Monday, September 10, 2012

Give me speech



If thou wouldst have me speak, Lord, give me speech.

So many cries are uttered now-a-days,
That scarce a song, however clear and true,
Will thread the jostling tumult safe, and reach
The ears of men buz-filled with poor denays:
Barb thou my words with light, make my song new,
And men will hear, or when I sing or preach.

George MacDonald, in The Diary of an Old Soul, Sept 10th.  



'denays' - denials, refusals. 

The first 'or' in the last line probably means 'either'

Tuesday, September 04, 2012

Unapologetic


Early on in this I compared beginning to believe to falling in love, and the way that faith settles down in a life is also very like the way that the first dizzy-intense phase of attraction settles (if it does) into a relationship.  Rapture develops into routine, a process which keeps its customary doubleness where religion is concerned.  It’s both loss and gain together, with excitement dwindling and trust growing; like all human ties, it constricts at the same time as it supports, ruling out other choices by the very act of being a choice.  

And so as with any commitment, there are times when you notice the limit on your theoretical freedom more than you feel what the attachment is giving you, and then it tends to be habit, or the awareness of a promise given, that keeps you trying.  God makes an elusive lover.  The unequivocal blaze of His presence may come rarely or not at all, for years and years – and in any case cannot be commanded, will not ever present itself tamely to order.  He-doesn’t-exist-the-bastard may be much more your daily experience than anything even faintly rapturous.  

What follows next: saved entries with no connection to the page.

PR #512, opened 2021-09-30
create badge dls

muhajirdev:


src/components/dls/Badge/Badge.tsx
```diff
@@ -0,0 +1,19 @@
+import classNames from 'classnames';
+
+import styles from './Badge.module.scss';
+
+type BadeProps = {
+  content: React.ReactNode;
+  children: React.ReactNode;
+};
+
+const Badge = ({ content, children }: BadeProps) => {
```
muhajirdev, line 10: Right now the bade is very simple, only support position bottom right. 

Do we have other use case? we can also support other colors and other positions

src/components/AudioPlayer/PlaybackControls.module.scss
```diff
@@ -5,7 +5,7 @@
   justify-content: center;
   align-items: center;
 }
-.container > button + button {
+.container > * + * {
```
muhajirdev, line 8: I know this is not specific. 
But this is very common util and pretty handy.

In fact we can probably turn this into a util that's integrated with our design system, with `--flow-space` css variable. 

References:
- https://every-layout.dev/layouts/stack/
- https://piccalil.li/quick-tip/flow-utility/

src/components/dls/Badge/Badge.tsx
```diff
@@ -0,0 +1,19 @@
...
+  return (
```
tifa2UP, line 11: Can we add a storybook for this component?

src/components/AudioPlayer/PlaybackControls.module.scss
tifa2UP: I do not actually agree. We can do this to achieve the same result with higher specificity.

```
.container > .stackItem + .stackItem {
	...
}
```

You'll just have to add a className for items you want this rule to apply to.

tifa2UP (approved):

PR #516, opened 2021-09-30
Improve Search page UI

osamasayed:
### Summary
This PR improves the UI of the search page.

### Screenshots

| Before | After |
| ------ | ------ |
|D-B|D-A|
|M-B|M-A|
||Screen Shot 2021-09-30 at 21 32 42|
||Screen Shot 2021-09-30 at 21 32 46|
||Screen Shot 2021-09-30 at 21 32 55|


src/components/Search/Filters/Filter.module.scss
```diff
@@ -0,0 +1,15 @@
+@use "src/styles/breakpoints";
+
+.dropdownLabel {
+  font-weight: var(--font-weight-bold);
+  font-size: var(--font-size-small);
+}
+
+.comboboxItems {
+  div[role="dialog"] {
+    width: 82%;
```
tifa2UP, line 10: not sure if there were hardcoded from before but probably shouldn't be hardcoded.

tifa2UP (approved):

PR #519, opened 2021-10-01
Prevent additional API call when clicking "play" button on TranslationView Cell

muhajirdev:
### Summary

Clicking the play button here, now won't trigger additional API calls to fetch the timestamp data. We will use the verse's timestamp data that comes from verses API

image


src/components/QuranReader/TranslationView/TranslationViewCell.tsx
```diff
@@ -64,7 +64,10 @@ const TranslationViewCell = ({ verse }: TranslationViewCellProps) => {
           </div>
```
tifa2UP, line 64: In addition to this change, can we modify the api call to not get the segment data. We no longer need it.

muhajirdev: Will create another PR for this 👍

tifa2UP (approved):

PR #527, opened 2021-10-03
Add Drawer Component

osamasayed:
### Summary
This PR adds a parent `Drawer` component that will wrap the settings, search and navigations drawers to unify how the UI looks like for all of them and remove duplicated code.


src/components/Navbar/Drawer/index.tsx
```diff
@@ -0,0 +1,126 @@
...
+
+const getActionCreator = (type: DrawerType) => {
+  if (type === DrawerType.Navigation) {
+    return setIsNavigationDrawerOpen.type;
+  }
+  if (type === DrawerType.Settings) {
+    return setIsSettingsDrawerOpen.type;
+  }
+  return setIsSearchDrawerOpen.type;
+};
```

And yet, and yet.  He may come at any moment, when and how you least expect it, and that somehow slightly colours every moment in the mass of moments when he doesn’t come.  And grace, you come to recognise, never stops, whether you presently feel it or not.  You never stop doubting – how could you? – but you learn to live with doubt and faith unresolved, because unresolvable.  So you don’t keep digging the relationship up to see how its roots are doing.  You may have crises of faith but you don’t, on the whole, ask it to account for itself philosophically from first principles every morning, any more than you subject your relations with your human significant other to daily cost-benefit analysis.  You accept it as one of the givens of your life.  You learn from it the slow rewards of fidelity.  You watch as the repetition of Christmases and Easters, births and deaths and resurrections, scratches on the linear time of your life a rough little model of His permanence.  You discover that repetition itself, curiously, is not the enemy of spontaneity, but maybe even its enabler.  Saying the same prayers again and again, pacing your body again and again through the set movements of faith, somehow helps keep the door ajar through which He may come.  The words may strike you as ecclesiastical blah nine times in ten, or ninety-nine times in a hundred, and then be transformed, and then have the huge fresh wind blowing through them into your little closed room.  And meanwhile you make faith your vantage point, your habitual place to stand.  And you get used to the way the human landscape looks from there: re-oriented, re-organised, different.